PR #2469, opened 2024-10-23
github-actions: use ephemeral github tokens

v1v:
Use the temporary GitHub tokens generated with the GitHub app.

See https://github.com/elastic/apm-agent-dotnet/pull/2464

### DIFF
--- a/.github/workflows/release.yml
+++ b/.github/workflows/release.yml
@@ -7,7 +7,6 @@ on:
 permissions:
   contents: write
   issues: write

- _Assigned task_: Find the string "release" in the records, then copy each line where it occurs.

- _Output of the exercise_:
--- a/.github/workflows/release.yml
+++ b/.github/workflows/release.yml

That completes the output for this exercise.